PR #1971, opened 2018-10-03
Add the dockerfile_lint linter for Dockerfiles

ananace:
Since we've started using dockerfile_lint and some custom rules to lint the images we're using for CI purposes, I figure I might as well add an ALE linter for local use.


ale_linters/dockerfile/dockerfile_lint.vim
```diff
@@ -0,0 +1,66 @@
...
+
+            if has_key(l:object, 'description') && l:object['description'] != 'None'
+                let l:message = l:message . '. ' . l:object['description']
+            endif
+
+            call add(l:messages, {
+                        \ 'lnum': l:line,
+                        \ 'text': l:message,
+                        \ 'type': ale_linters#dockerfile#dockerfile_lint#GetType(l:type),
+                        \})
```
w0rp: Align the line continuation characters so they are on the same level of indentation as the previous lines. See other files in the codebase for examples.

ale_linters/dockerfile/dockerfile_lint.vim
```diff
@@ -0,0 +1,66 @@
...
+
+    if empty(l:data)
+        " Should never happen, but it's better to be on the safe side
+        return []
+    endif
+
+    let l:messages = []
+
+    for l:type in ['error', 'warn', 'info']
+        for l:object in l:data[l:type]['data']
```
w0rp: Can any of these keys be missing? It might be best to use the `get()` function just in case.

ale_linters/dockerfile/dockerfile_lint.vim
```diff
@@ -0,0 +1,66 @@
...
+    \   . ' -p -j -f'
+    \   . ' %t'
+endfunction
+
+call ale#linter#Define('dockerfile', {
+\   'name': 'dockerfile_lint',
+\   'executable_callback': ale#VarFunc('dockerfile_dockerfile_lint_executable'),
+\   'command_callback': 'ale_linters#dockerfile#dockerfile_lint#GetCommand',
+\   'callback': 'ale_linters#dockerfile#dockerfile_lint#Handle',
+\})
```
w0rp: Add tests for the new executable and command. See `:help ale-development`.

ale_linters/dockerfile/dockerfile_lint.vim
ananace: Well, if any of them are missing, then that's because dockerfile_lint has crashed completely when trying to lint the Dockerfile, which means the object won't be valid JSON either way.

RyanSquared: So, there will always be an `error`, `warn`, and `info` output, even if they're empty?

ananace: If the the linter runs - and exits with a non-255 code, then it will spit out a JSON object that always looks like; (Though with data in place)
```json
{
  "error": {
    "count": 0,
    "data": []
  },
  "warn": {
    "count": 0,
    "data": []
  },
  "info": {
    "count": 0,
    "data": []
  },
  "summary": []
}
```

If - on the other hand - it exits with 255 then you'll get a JavaScript error backtrace as an output, which is not valid JSON and therefore won't reach the extraction part.

RyanSquared: Alright. In that case, we should be fine.

ale_linters/dockerfile/dockerfile_lint.vim
```diff
@@ -0,0 +1,66 @@
...
+        " Should never happen, but it's better to be on the safe side
+        return []
+    endif
+
+    let l:messages = []
+
+    for l:type in ['error', 'warn', 'info']
+        for l:object in l:data[l:type]['data']
+            try
+                let l:line = l:object['line']
```
RyanSquared: This section can be replaced with: `let l:line = get(l:object, "line", -1)`

ale_linters/dockerfile/dockerfile_lint.vim
```diff
@@ -0,0 +1,66 @@
...
+            catch
+                let l:line = -1
+            endtry
+
+            let l:message = l:object['message']
+
+            if has_key(l:object, 'description') && l:object['description'] != 'None'
```
RyanSquared: Similar to above: `if get(l:object, 'description', 'None') != 'None'` compacts it to one call.

w0rp:
Cheers! :beers:

PR #1972, opened 2018-10-04
Support multiline text in loclist and quickfix

tokorom:
I want to pass multiple lines of text to loclist and quickfix. Some linters sometimes returns useful text of multiple lines.

### loclist sample

```vim
let loclist = [
\ {'filename': 'Foo.swift', 'lnum': 100, 'col': 20, 'text': ['line 1', 'line 2', 'line 3']},
\]
```

### DIFF
--- a/autoload/ale/list.vim
+++ b/autoload/ale/list.vim
@@ -60,7 +60,7 @@ function! s:FixList(buffer, list) abort
 
         let l:fixed_item.text = ale#GetLocItemMessage(l:item, l:format)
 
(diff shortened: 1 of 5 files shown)


w0rp:
The loclist and quickfix don't really support displaying errors split over many lines. Which you should do for your linter instead is write your multi-line message into the `detail` key that ALE supports, and then you can view the full error message with `:ALEDetail`. The changes here aren't needed, and don't fit the Vim APIs.

PR #1977, opened 2018-10-06
Allow custom executable for ansible linters

ix5:
Set `ale_ansible_ansible_lint_executable` to use ansible-lint from a virtualenv.

Tests are rudimentary, I don't know a thing about vader.

What do you think about renaming the linter to `ansible_lint`? It's already called that way internally, just the user-facing `name` attribute in
```
call ale#linter#Define('ansible', {
\   'name': 'ansible',
```
is confusing.

### DIFF
--- a/ale_linters/ansible/ansible_lint.vim
+++ b/ale_linters/ansible/ansible_lint.vim
@@ -7,13 +7,6 @@ function! ale_linters#ansible#ansible_lint#GetExecutable(buffer) abort
     return ale#Var(a:buffer, 'ansible_ansible_lint_executable')
 endfunction
 
-function! ale_linters#ansible#ansible_lint#GetCommand(buffer) abort
-    let l:executable = ale_linters#ansible#ansible_lint#GetExecutable(a:buffer)
-
-    return ale#Escape(l:executable)
-    \  . ' -p %t'
-endfunction
-
 function! ale_linters#ansible#ansible_lint#Handle(buffer, lines) abort
     for l:line in a:lines[:10]
         if match(l:line, '^Traceback') >= 0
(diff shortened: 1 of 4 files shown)


ale_linters/ansible/ansible_lint.vim
```diff
@@ -43,7 +56,7 @@ endfunction
 
 call ale#linter#Define('ansible', {
 \   'name': 'ansible',
-\   'executable': 'ansible',
-\   'command': 'ansible-lint -p %t',
+\   'executable_callback': 'ale_linters#ansible#ansible_lint#GetExecutable',
+\   'command_callback': 'ale_linters#ansible#ansible_lint#GetCommand',
```
w0rp: Write `'command': '%e -p %t',` instead. which is equivalent.

ale_linters/ansible/ansible_lint.vim
```diff
@@ -43,7 +56,7 @@ endfunction
 
 call ale#linter#Define('ansible', {
 \   'name': 'ansible',
```
w0rp: You can rename this to `ansible_lint`, if and only if you add an alias for the old name. See `aliases` under `:help ale#linter#Define()`.

ix5: Done

ale_linters/ansible/ansible_lint.vim
ix5: Done

ix5:
Documentation added as well.

Thank you w0rp for all your work!

w0rp:
Cheers! :beers:

ix5:
Thanks for merging!

PR #2101, opened 2018-11-24
fixing reading of ale_python_flake8_args

lo002:
I believe I fixed the reading of the ale_python_flake8_args from the vimrc.

Currently it is set to an empty string not taking into account the value set in the vimrc for the corresponding variable.


w0rp:
This option was removed a while ago now. Use `_options` instead.

PR #2103, opened 2018-11-25
Don't hardcode the namespace id for virtual text

bfredl:
This makes collisions with other plugins less likely.

Note: this function was merged just yesterday to Nvim master. A variant that works since earlier is to initialize `s:ns_id` to zero, and use `let s:ns_id = nvim_buf_set_virtual_text(l:buffer, s:ns_id, ...)`


w0rp:
I'm fine with just using the function, as this version of NeoVim isn't stable yet, so we don't have to expect the use of the API to be stable either yet. This is nice, I didn't know about this function.

w0rp:
Cheers! :beers:

I wish there was an API as easy to use as this for the `loclist`. I've seen something in recent version of Vim, but it is incredibly awkward to use, versus just "give me a unique ID" and "here is the unique ID for this list."

PR #2110, opened 2018-11-29
Only set the unnamed register at the end of :ALEInfoToClipboard

neersighted:
This fixes performance problems in Neovim, where every character results
in spawning a new clipboard-tool process.

Behaviour is not similarly pathological in Vim, but it still results in
an unnecessary amount of register churn.


RyanSquared:
My only concern with this is the potential for memory duplication versus what _should_ be an append-only mechanism, but I think with the current method it would be just as bad.

Cheers! :beers:

PR #2118, opened 2018-12-04
Move README images to gh-pages

idbrii:
Move pngs out of repo so users aren't pulling the pngs on every clone. (Saves 4.3 MB, which is more than half of the repo's size. I think worth removing.)

Also requires my [gh-pages](https://github.com/idbrii/ale/tree/gh-pages) branch commit 8a34ebc4aa4df92507c612fa691096c97c08dacf! (I don't know how to do a PR since you don't have a gh-pages branch.)

You can see that it works by browsing at my test commit (that used my repo's gh-pages): https://github.com/idbrii/ale/tree/no-img-in-repo-test

(I modeled this setup after what OmniSharp/vim-omnisharp does.)

Maybe we'd want to add the logo psd from 071c04da3d6cd5fa1a9f4d2d3d38448bf9ea0e1e to gh-pages?

Only three png links changed because README references to issues.png and no_issues.png were removed in ed8f79987d5a64c41f8b5c1c244243babde45d25. As far as I can tell (`git log -S issues.png`), they were not added anywhere else.


w0rp:
We've decided that we can't do this for now.  Removing images from the repository, such that the size of `git clone` is smaller requires rewriting the entire commit log, as if those files were never committed. That will cause a large number of problems that take more time to deal with than we have right now.

I do want the size of the repo to eventually be smaller.

idbrii:
This change doesn't rewrite the commit log and would provide a place outside of the repo to put images. Commits with new images would be more likely to follow the out-of-repo pattern.

While I understand why you wouldn't want to rewrite history, why not apply this change now to prevent further repo bloat?

Additionally, if someone wanted a tiny checkout, they could use `git clone --depth 20 ` and so long as there were 20 commits after this one, the images should not be included in their checkout.

Also, by this comment:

[Action item]: Search the lines above for the string "Define" and copy each line that has it.

[Response below]:
+call ale#linter#Define('dockerfile', {
call ale#linter#Define('ansible', {
 call ale#linter#Define('ansible', {
 call ale#linter#Define('ansible', {
w0rp: You can rename this to `ansible_lint`, if and only if you add an alias for the old name. See `aliases` under `:help ale#linter#Define()`.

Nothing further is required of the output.